**Work order:** A single figure is required: the number of lines below that contain "KISS".

**Information shown:**
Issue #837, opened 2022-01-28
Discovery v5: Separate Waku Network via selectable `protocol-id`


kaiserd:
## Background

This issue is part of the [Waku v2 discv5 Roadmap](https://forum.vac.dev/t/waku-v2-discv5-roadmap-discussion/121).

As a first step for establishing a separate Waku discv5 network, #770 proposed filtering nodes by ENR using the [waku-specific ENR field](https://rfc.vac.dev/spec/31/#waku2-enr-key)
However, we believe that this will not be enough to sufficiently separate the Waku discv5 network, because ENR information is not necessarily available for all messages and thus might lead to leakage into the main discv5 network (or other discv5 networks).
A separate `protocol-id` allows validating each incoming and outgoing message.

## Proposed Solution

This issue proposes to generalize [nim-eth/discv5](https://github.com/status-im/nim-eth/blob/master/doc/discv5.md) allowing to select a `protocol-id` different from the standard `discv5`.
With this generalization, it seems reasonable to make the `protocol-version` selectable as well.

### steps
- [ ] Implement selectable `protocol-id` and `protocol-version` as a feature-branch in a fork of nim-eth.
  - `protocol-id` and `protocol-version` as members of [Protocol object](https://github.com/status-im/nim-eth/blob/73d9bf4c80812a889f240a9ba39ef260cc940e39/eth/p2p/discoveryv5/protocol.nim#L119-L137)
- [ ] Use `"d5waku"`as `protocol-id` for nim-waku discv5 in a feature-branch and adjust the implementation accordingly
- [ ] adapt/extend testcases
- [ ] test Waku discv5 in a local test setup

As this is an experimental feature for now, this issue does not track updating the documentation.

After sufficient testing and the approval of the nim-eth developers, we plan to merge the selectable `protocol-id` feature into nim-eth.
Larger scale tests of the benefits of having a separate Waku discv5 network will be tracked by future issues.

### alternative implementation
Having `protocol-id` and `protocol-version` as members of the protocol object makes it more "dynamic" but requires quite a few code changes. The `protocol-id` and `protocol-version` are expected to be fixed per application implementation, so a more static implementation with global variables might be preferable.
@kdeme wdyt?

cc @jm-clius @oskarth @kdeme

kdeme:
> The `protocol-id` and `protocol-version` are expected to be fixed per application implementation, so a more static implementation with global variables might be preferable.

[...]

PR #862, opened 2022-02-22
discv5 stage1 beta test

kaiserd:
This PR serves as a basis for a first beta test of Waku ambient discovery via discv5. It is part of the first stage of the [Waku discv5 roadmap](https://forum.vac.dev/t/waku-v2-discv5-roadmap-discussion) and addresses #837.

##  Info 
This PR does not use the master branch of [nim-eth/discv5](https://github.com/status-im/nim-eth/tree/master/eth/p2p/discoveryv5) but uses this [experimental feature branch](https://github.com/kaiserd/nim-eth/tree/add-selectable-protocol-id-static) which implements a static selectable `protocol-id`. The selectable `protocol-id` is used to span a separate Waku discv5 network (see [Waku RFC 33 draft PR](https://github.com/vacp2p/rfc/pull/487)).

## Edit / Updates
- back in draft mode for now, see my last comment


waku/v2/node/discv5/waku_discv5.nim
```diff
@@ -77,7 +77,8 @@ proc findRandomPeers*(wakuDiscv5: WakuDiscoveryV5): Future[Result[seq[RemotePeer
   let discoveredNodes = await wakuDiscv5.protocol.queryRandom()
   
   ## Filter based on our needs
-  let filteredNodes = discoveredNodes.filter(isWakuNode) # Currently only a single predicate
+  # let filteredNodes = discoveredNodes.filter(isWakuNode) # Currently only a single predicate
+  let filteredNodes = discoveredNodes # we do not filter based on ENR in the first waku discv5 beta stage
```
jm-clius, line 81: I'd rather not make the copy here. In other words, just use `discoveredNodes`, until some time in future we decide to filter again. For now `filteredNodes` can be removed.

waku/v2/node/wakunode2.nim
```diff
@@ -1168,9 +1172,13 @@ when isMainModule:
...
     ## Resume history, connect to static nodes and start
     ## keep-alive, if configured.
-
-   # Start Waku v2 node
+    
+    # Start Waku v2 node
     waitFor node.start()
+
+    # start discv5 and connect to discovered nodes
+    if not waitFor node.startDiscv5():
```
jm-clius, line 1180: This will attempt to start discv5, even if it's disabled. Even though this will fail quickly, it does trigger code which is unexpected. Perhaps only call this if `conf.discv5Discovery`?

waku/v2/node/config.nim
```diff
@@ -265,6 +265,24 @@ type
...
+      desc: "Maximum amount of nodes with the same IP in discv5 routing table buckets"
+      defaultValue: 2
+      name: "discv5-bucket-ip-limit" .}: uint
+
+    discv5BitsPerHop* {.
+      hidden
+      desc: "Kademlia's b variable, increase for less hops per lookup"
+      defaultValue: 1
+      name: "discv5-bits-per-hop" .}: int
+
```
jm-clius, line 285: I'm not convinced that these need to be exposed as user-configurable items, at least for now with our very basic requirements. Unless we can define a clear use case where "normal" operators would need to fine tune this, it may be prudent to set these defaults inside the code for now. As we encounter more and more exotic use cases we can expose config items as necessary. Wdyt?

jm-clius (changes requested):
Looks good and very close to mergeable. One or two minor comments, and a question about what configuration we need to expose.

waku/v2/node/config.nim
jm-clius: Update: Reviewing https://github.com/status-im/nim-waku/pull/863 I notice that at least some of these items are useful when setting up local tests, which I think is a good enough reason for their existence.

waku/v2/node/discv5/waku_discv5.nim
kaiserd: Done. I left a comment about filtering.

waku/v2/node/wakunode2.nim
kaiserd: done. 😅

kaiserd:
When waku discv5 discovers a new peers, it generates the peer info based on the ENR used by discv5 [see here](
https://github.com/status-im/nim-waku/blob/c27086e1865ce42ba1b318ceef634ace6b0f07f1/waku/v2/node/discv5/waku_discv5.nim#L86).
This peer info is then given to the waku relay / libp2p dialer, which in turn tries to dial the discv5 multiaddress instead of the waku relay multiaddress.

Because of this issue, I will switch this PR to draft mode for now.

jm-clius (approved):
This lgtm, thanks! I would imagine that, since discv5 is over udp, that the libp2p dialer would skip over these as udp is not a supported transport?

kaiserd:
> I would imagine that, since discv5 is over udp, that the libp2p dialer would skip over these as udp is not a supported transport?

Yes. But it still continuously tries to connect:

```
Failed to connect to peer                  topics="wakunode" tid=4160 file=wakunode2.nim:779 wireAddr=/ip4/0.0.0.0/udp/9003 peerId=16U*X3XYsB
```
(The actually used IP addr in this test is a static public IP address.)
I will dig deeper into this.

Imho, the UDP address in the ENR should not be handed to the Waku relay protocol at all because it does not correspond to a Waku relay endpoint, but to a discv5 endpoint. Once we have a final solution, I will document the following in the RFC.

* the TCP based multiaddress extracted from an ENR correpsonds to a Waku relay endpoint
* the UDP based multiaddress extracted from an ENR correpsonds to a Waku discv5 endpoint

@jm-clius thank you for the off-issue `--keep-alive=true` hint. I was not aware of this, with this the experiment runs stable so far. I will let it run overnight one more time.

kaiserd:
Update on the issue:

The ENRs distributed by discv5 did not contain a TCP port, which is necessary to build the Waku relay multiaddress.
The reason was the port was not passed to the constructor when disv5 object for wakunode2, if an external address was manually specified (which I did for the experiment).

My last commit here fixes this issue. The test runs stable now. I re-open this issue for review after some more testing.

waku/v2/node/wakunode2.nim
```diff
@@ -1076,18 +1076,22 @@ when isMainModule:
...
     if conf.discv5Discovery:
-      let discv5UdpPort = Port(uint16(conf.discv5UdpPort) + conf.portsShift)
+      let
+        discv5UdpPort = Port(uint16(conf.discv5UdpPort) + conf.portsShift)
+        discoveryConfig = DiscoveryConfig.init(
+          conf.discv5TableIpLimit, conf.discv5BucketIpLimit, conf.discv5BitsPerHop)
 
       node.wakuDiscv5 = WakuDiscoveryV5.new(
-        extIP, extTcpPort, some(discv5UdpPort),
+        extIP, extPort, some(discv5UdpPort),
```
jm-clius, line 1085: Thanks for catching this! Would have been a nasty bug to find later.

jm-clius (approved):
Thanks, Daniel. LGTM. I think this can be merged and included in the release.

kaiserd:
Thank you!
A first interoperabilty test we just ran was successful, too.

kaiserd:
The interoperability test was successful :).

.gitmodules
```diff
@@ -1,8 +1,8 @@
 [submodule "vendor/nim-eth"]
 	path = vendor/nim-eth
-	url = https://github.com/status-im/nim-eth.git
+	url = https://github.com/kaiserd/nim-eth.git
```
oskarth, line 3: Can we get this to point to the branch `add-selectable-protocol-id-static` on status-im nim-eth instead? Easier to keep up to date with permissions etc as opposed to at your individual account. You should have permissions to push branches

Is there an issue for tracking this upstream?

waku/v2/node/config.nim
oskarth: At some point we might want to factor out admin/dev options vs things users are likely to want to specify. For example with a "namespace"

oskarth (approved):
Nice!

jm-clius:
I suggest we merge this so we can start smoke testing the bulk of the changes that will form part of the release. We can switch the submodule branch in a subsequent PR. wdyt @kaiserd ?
--
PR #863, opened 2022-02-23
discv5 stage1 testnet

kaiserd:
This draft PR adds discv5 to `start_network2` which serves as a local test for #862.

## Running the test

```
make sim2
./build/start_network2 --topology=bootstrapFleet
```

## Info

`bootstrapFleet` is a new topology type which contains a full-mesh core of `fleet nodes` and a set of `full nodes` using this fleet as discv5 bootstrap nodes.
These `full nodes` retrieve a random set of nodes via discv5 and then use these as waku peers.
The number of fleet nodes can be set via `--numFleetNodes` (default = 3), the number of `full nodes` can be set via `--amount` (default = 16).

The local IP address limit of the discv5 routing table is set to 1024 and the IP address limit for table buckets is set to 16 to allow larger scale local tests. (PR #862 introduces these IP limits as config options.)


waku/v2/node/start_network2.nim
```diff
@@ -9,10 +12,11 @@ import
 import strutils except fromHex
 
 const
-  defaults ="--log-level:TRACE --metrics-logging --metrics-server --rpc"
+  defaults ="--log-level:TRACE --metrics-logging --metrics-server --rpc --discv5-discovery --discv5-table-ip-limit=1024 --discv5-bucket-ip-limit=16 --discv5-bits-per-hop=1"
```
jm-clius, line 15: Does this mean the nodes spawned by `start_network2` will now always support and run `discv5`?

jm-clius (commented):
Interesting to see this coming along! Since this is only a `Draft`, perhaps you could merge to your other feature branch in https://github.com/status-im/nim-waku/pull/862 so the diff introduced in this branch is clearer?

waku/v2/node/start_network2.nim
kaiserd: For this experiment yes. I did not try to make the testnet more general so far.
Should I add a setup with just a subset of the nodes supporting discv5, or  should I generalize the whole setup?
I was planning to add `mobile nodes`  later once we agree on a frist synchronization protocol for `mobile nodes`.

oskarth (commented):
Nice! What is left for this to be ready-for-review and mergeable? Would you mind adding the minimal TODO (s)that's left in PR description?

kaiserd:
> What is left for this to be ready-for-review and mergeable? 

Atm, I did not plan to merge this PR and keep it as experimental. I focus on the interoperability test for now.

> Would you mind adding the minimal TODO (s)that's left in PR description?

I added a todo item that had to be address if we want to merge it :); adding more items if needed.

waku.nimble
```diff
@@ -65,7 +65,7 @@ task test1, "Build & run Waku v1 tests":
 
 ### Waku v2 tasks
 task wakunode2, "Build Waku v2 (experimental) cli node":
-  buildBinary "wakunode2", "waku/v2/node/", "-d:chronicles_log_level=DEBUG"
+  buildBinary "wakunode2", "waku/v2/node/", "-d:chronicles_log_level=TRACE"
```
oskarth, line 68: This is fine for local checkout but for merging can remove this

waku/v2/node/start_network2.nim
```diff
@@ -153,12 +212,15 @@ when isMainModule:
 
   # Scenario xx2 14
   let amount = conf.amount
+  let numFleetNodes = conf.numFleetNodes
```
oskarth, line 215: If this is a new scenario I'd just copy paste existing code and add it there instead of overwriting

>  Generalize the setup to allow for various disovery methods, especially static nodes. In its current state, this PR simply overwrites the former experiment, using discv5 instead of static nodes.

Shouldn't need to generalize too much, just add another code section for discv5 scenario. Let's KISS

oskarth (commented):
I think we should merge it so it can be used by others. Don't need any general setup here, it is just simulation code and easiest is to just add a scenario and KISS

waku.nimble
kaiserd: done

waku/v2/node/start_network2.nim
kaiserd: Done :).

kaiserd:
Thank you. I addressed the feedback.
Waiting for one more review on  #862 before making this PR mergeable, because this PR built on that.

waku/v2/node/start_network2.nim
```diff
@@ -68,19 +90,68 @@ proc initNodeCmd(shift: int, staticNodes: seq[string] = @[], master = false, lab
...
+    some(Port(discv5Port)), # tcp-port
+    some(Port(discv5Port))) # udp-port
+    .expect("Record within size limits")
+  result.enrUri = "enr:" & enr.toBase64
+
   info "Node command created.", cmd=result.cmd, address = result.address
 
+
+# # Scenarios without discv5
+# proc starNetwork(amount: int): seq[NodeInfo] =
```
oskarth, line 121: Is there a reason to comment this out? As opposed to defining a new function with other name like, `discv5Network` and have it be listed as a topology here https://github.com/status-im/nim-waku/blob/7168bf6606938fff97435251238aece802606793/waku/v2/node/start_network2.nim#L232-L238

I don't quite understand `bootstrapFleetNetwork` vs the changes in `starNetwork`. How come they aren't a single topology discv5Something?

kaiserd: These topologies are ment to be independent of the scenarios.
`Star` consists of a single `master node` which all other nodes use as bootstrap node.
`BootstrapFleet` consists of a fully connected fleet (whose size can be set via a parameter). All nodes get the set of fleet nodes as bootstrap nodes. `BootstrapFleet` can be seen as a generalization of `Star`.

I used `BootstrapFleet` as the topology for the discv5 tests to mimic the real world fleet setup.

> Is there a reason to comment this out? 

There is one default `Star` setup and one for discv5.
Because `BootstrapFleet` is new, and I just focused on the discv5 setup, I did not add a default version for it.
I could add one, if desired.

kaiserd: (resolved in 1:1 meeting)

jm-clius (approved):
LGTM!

**Written response:** 2